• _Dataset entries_
PR #1550, opened 2026-08-30
feat: extract and inline edit operations (#1535)

### LINKED ISSUE #1535: [Epic: Agent IDE] T15: Edit algebra ops 4–5: `extract(qn, span, new_name)` and `inline(qn)`
Part of epic #1521 — **T15**.

## Dependencies
- Depends on #1532 (T9)
- Unblocks: —

## Problem
Extract and inline are the two operations that reduce duplication in practice (`cgr duplicates` finds clones; nothing can act on them). They complete the minimal algebra: rename, change_signature, move, extract, inline.

## Scope
- `extract(qn, (start_line, end_line), new_name)`: compute free variables in / values flowing out of the span (tree-sitter scope analysis; reuse flow_access where present), create the new function with those as params/returns, replace the span with a call. Refuse spans with early `return`/`break` that cannot be expressed as a single call.
- `inline(qn)`: only for single-return bodies with no side effects on parameters; substitute at each call site with argument-to-parameter binding, delete the definition when no callers remain (dead-code check).
- Both under transaction + postcondition contract; `inline` reports if the target has `heuristic`/`dynamic` callers and refuses.

## Acceptance
- Extract a 10-line block with two inputs and one output into a function in Python and TypeScript fixtures; tests pass.
- Inline a trivial wrapper with three callers; definition removed; tests pass.

vitali87:
Implements T15 of epic #1521 (closes #1535). Stacked on #1549 (move); retarget once the stack lands.

## What

`codebase_rag/editing/extract.py`:

- `extract(repo_root, fetch_all, project, qn, (start_line, end_line), new_name, dry_run=, reingest=)`: the span must be whole statements of the function's body; a span that cuts a statement, holds none, or leaves the function early (`return`/`yield` anywhere, `break`/`continue` whose loop is outside the span) is refused. Tree-sitter scope analysis in statement order yields the inputs (names read before being bound that the function binds) and outputs (names bound in the span that later statements read); attribute/property names and keyword-argument names are not reads, nested functions are descended. The new function goes right after the enclosing definition (after decorators/export) at the same indentation with the span dedented, returning `a, b` / `{ a, b }`; the span becomes `a, b = new_name(x, y)` / `const { a, b } = new_name(x, y);` (plain assignment when the outputs existed before). A Python method's span becomes a method with `self` carried; TypeScript parameter annotations travel with the inputs.
- `inline(repo_root, fetch_all, project, qn, dry_run=, reingest=)`: single-return bodies only (docstring allowed). Each graph-known call site is replaced by the returned expression with arguments bound positionally and by keyword, defaults filled, `self` bound to the receiver, parenthesised where precedence could change, substituted by token position so `a` never touches `obj.a`. Callers resolved by guesswork or trace only refuse the operation with the sites named. Once every site is rewritten the definition is removed and the import entries binding its name dropped (`from pkg.util import wrapper, other` keeps `other`).
- Both run as one `EditTransaction` and are held to the postcondition contract (extract: new symbol added, nothing else moves; inline: callee removed, callers of it are the plan, no dangling check) through the scoped re-ingest, with undo on failure.
- MCP tools `extract` and `inline`; `cgr extract QN START END NEW_NAME` and `cgr inline QN`; docs in `docs/architecture/extract-inline.md`.

## Tests

`codebase_rag/tests/test_extract_inline.py` (8): a nine-line accumulation with two inputs and two outputs extracted in Python (fixture tests pass) and in TypeScript, refusals (early exit, split statement, empty span, unknown symbol), a method's span extracted as a method, a trivial wrapper with three callers inlined and its definition and import entry removed (fixture tests pass), refusals for guessed callers and multi-statement bodies, dry run, and the MCP tools. Unit suite: 8973 passed.

## Summary by CodeRabbit

* **New Features**
  * Added `extract` and `inline` refactoring commands through the CLI and MCP tools.
  * Supports dry-run plans, safe transactional changes, validation, rollback, and clear refusal messages.
* **Bug Fixes**
  * Improved handling of edits without available language parsers and formatter drift reporting.
  * Fixed cross-platform cleanup and line-ending behavior.
  * Evaluation and indexing now honor configured ignore rules.
* **Documentation**
  * Added guidance for extract and inline refactoring tools.
* **Chores**
  * Removed automated issue-vetting workflow and related tooling.
  * Updated the project version to 0.0.823.


vitali87:
@coderabbitai review

vitali87:
@coderabbitai review

vitali87:
**First full verification of this branch.** Like #1551, nothing had ever run against it: `.github/workflows/ci.yml` triggers only on `pull_request: branches: [main, master, develop]`, so a PR based on a feature branch never starts the workflow. This PR shows 7 checks against 27 for a comparable PR targeting `main` — and the 20 missing include `All Checks Pass`, which is the **only** check the `main` ruleset requires. A feature-branch PR therefore cannot satisfy the required check at all, independent of coverage.

Ran the missing checks locally against `0e7aadd5` in a detached worktree:

| Check | Result |
|---|---|
| Full unit suite (`-n 4`, `-m 'not integration'`) | **8944 passed, 126 skipped, 1 xfailed, 0 failed** |
| `ruff check` | clean |
| `ruff format --check` | 1108 files clean |
| `ty check codebase_rag --exclude tests/` | 15 diagnostics (same as #1551) |

The type-check number is **not** comparable to `main`'s 19: this branch predates #1814, which added the optional `neo4j` import diagnostics.

**Also reviewed `editing/extract.py` (957 lines) by hand**, since the sibling #1548 turned up three reproduced runtime defects in the same subsystem the moment someone looked:

- **The guessed-caller guard is real and non-vacuous.** The module docstring promises that a callee with `heuristic` or `dynamic` callers is refused. Those words appear only in the docstring, which initially looked like an unimplemented promise — but the guard exists under different vocabulary: `extract.py:641-648` filters call sites whose `resolution` is in `_AMBIGUOUS` and raises `InlineRefused(cs.INLINE_GUESSED_CALLERS)`. `_AMBIGUOUS` is `frozenset({'heuristic', 'dynamic', 'overload'})` — non-empty, and covering one case the docstring does not mention.
- **Refusal is by exception, not by sentinel return.** `ExtractRefused` / `InlineRefused` with zero `return cs.<CONSTANT>` early-exits, so a refusal cannot be mistaken for a successful edit by a caller that ignores a return value. A different shape from `signature.py`'s constant returns, and the safer one.

**No defects found.**

One methodological note worth recording, because it nearly produced a false finding here: my first grep searched for the *docstring's* vocabulary (`heuristic`, `dynamic`) in the code and found nothing outside the docstring. That reads exactly like "the promised guard is missing". The guard was there under the name `INLINE_GUESSED_CALLERS`. A grep that cannot see the shape it is checking for is not a check — in either direction.

Tracking the CI gap at #1582.

vitali87:
Superseded by the `pr-split` replacement DAG:

- #2056 — feat: add extract/inline public types and constants
- #2057 — feat: analyze extract/inline scopes and transactions
- #2062 — feat: implement extract refactoring operation
- #2058 — feat: implement inline refactoring operation
- #2063 — feat: expose extract/inline through CLI
- #2061 — feat: expose extract/inline through MCP
- #2059 — test: cover extract refactoring
- #2060 — test: cover inline, MCP, and CRLF regression
- #2064 — docs: document extract/inline architecture
- #2065 — docs: list extract/inline MCP tools

Native stacks registered where linear:

- Stack #2067: #2056 → #2057 → #2062 → #2058 → #2063, based on `feat/move-op`.
- Stack #2068: #2061 → #2065, based on `pr-split/split-pr1550-source/pr-4`.

#2060 remains a multi-parent DAG PR and targets `feat/move-op`, carrying its ancestors until they merge.

Validation on the sanitized split source:

```bash
uv run pytest -q codebase_rag/tests/test_extract_operation.py codebase_rag/tests/test_inline_operation.py codebase_rag/tests/test_extract_inline_mcp.py codebase_rag/tests/test_extract_inline_regressions.py
# 9 passed, 1 skipped, 1 warning
```

vitali87:
Closing as superseded by the pr-split replacement DAG listed above.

• _HOW TO COMPLETE THIS TASK_
Return each line among the entries that holds the word "defects".

• _RESPONSE TO THE EXERCISE_
**Also reviewed `editing/extract.py` (957 lines) by hand**, since the sibling #1548 turned up three reproduced runtime defects in the same subsystem the moment someone looked:
**No defects found.**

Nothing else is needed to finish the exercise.